I understand sustainability as intersectional. The fashion industry is an oppressor of both nature and humans. It discriminates against the land, culture, resources and the people it relies on. Near the production facilities that dump chemicals into bodies of water lie the homes of local people who consume that water for household use. As a South Asian, I know this all too well. I cannot disconnect ideas about sustainability from the identity of the people it affects. As a new retailer I am still learning, and it starts with asking a lot of questions and understanding a brand’s values. Being a small family run business works in my favour. I have a curated brand list that understands my values. I offer a limited selection of pieces and I am able to oversee and adapt all aspects of my business personally.
How do you think clothing can bring together cultures, people, textiles and craft?
Clothing and textile traditions connect us to the values, history and norms of a culture. In exploring these traditions, we can see points of familiarity between cultures. Exploring these materials is an opportunity to bring greater understanding, cohesion and dignity for the people that make them. The current fashion system is founded on Western individualism and colonial history. If we move towards considering our clothing as a way to communicate solidarity with another part of the world, our clothes can connect and broaden our understanding of others. Moving us beyond the superficial ideals of personal style.
Can you tell us a bit about some of your favourite brands stocked on the website? How do you make the selection?

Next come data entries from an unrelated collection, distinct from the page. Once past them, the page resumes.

PR #1394, opened 2021-06-08
Fix CODEOWNERS file to include sub-directories

sridhargaddam:
The `docs/*` pattern will match files like `docs/getting-started.md`
but not further nested files. To include all files including sub-directories,
we should be using `docs/`


skitt (approved):

mangelajo (approved):

sridhargaddam:
@skitt Oops did not see that you modified the auto-rebase strategy. Anyways, we are good now :D

PR #1398, opened 2021-06-09
Follow-up to #1387

tpantelis:
#1387

- Enhanced unit tests to cover more cases including updates, `NumberOfIPs` negative/zero, deletion et al
- Release the previous allocated IPs if `NumberOfIPs` is updated to 0
-  Modified `validate` to return a success/fail bool instead of error. It's a user error so we don't need to explicitly log a warning/error since we append a `Status` condition.
- Changed `localSubnets` to an array since that is effectively the way it's used and it's not intended to change.

Related to https://github.com/submariner-io/submariner/issues/1163

### DIFF
--- a/pkg/globalnet/controllers/cluster_egressip_controller.go
+++ b/pkg/globalnet/controllers/cluster_egressip_controller.go
@@ -24,7 +24,6 @@ import (
 	"github.com/pkg/errors"
 	"github.com/submariner-io/admiral/pkg/federate"
 	"github.com/submariner-io/admiral/pkg/log"
-	"github.com/submariner-io/admiral/pkg/stringset"
 	"github.com/submariner-io/admiral/pkg/syncer"
 	"github.com/submariner-io/admiral/pkg/util"
 	submarinerv1 "github.com/submariner-io/submariner/pkg/apis/submariner.io/v1"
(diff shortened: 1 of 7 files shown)


pkg/globalnet/controllers/cluster_egressip_controller.go
```diff
@@ -173,11 +171,9 @@ func (c *clusterGlobalEgressIPController) validate(numberOfIPs int, egressIP *su
 			Reason:  "ZeroInput",
 			Message: "No global IPs to allocate",
```
sridhargaddam: The message could be confusing. Shall we use "GlobalIP not allocated"

tpantelis: I think "GlobalIP not allocated" might convey we tried to allocate but couldn't. We're trying to say that the user has specified to not allocate any so perhaps "The specified NumberOfIPs is 0"?

sridhargaddam (approved):
LGTM, thanks @tpantelis

pkg/globalnet/controllers/cluster_egressip_controller.go
sridhargaddam: Yes, "The specified NumberOfIPs is 0" looks good.

tpantelis: Done

vthapar (approved):

mangelajo (approved):

PR #1413, opened 2021-06-14
Add GN 2.0 Service controller

tpantelis:
...to delete the associated `GlobalIngressIP`, if any, to handle the case where a `Service` is deleted but not the `ServiceExport`.


sridhargaddam (approved):
Thanks for quickly addressing this requirement @tpantelis

vthapar (approved):

PR #1415, opened 2021-06-15
Reallocate global IPs if IP pool reserve fails

tpantelis:
If it can't reserve the previously allocated IP(s) on  startup, likely due to global CIDR change, empty the previously allocated IP(s) and update the Status condition appropriately so the create callback will re-allocate.


sridhargaddam (approved):
Thanks for fixing this @tpantelis

vthapar (approved):

PR #1416, opened 2021-06-15
Fix panic in GetKubeProxyClusterIPServiceChainName

tpantelis:
"_index out of range [0] with length 0_" - due to no `Port` in the `Service` spec. Thus occurs intermittently during the headless service test case if it runs long enough to reach the call to `GetKubeProxyClusterIPServiceChainName`. A `Service` can't be created without ports in K8s so modified the test accordingly.

### DIFF
--- a/pkg/globalnet/controllers/controllers_suite_test.go
+++ b/pkg/globalnet/controllers/controllers_suite_test.go
@@ -420,16 +420,11 @@ func newClusterIPService() *corev1.Service {
 	}
 }
 
-func newHeadlessService(name string) *corev1.Service {
-	return &corev1.Service{
-		ObjectMeta: metav1.ObjectMeta{
-			Name: name,
-		},
-		Spec: corev1.ServiceSpec{
-			ClusterIP: corev1.ClusterIPNone,
-			Type:      corev1.ServiceTypeClusterIP,
-		},
-	}
+func newHeadlessService() *corev1.Service {
+	s := newClusterIPService()
+	s.Spec.ClusterIP = corev1.ClusterIPNone
+
+	return s
 }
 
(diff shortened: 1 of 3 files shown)


vthapar:
Headless services do have ports. Can you share where exactly you ran into this error? But going by `ClusterIP` in the name, we shouldn't likely be here if it is headless service. So maybe another check that checks for type and returns if it isn't ClusterIP.

pkg/globalnet/controllers/iptables/iface.go
```diff
@@ -130,6 +130,10 @@ func (i *ipTables) GetKubeProxyClusterIPServiceChainName(service *corev1.Service
 	// CNIs that use kube-proxy with iptables for loadbalancing create an iptables chain for each service
 	// and incoming traffic to the clusterIP Service is directed into the respective chain.
 	// Reference: https://bit.ly/2OPhlwk
+	if len(service.Spec.Ports) == 0 {
```
sridhargaddam: Ideally this should never happen because we cannot create a Service without ports in K8s. 

I think we should rather fix the Headless service definition to include the following 
https://github.com/submariner-io/submariner/blob/b444546153c539d19effb3a477c45f0653b0f946/pkg/globalnet/controllers/controllers_suite_test.go#L428

```
			Ports: []corev1.ServicePort{{
				Name:       serviceName,
				Port:       int32(8080),
				TargetPort: intstr.FromInt(8080),
				Protocol:   corev1.ProtocolTCP,
			}},
```

sridhargaddam (changes requested):

sridhargaddam (approved):

vthapar (approved):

All the designers are incredibly dear to me. Each one represents a value that collectively completes the Third Edit. I appreciate Lemaire for its silhouettes, Zohra Rehman for her handmade technique and Koel for their mastery in block printing. As a buyer, I look for brands that understand what I am trying to do and are willing to be a part of a larger cultural shift, one that is inclusive, gentle and sincere.
The Journal section on Third Edit sheds a light on profiles of interesting women in your community, how do you select the profiles you highlight?
I feature people that are relatable and understand what I am trying to do. I look for common ground and many become friends. We connect and share a passion for learning and appreciate clothes beyond their superficial value. I am incredibly indebted to this beautiful community and feel we are growing together.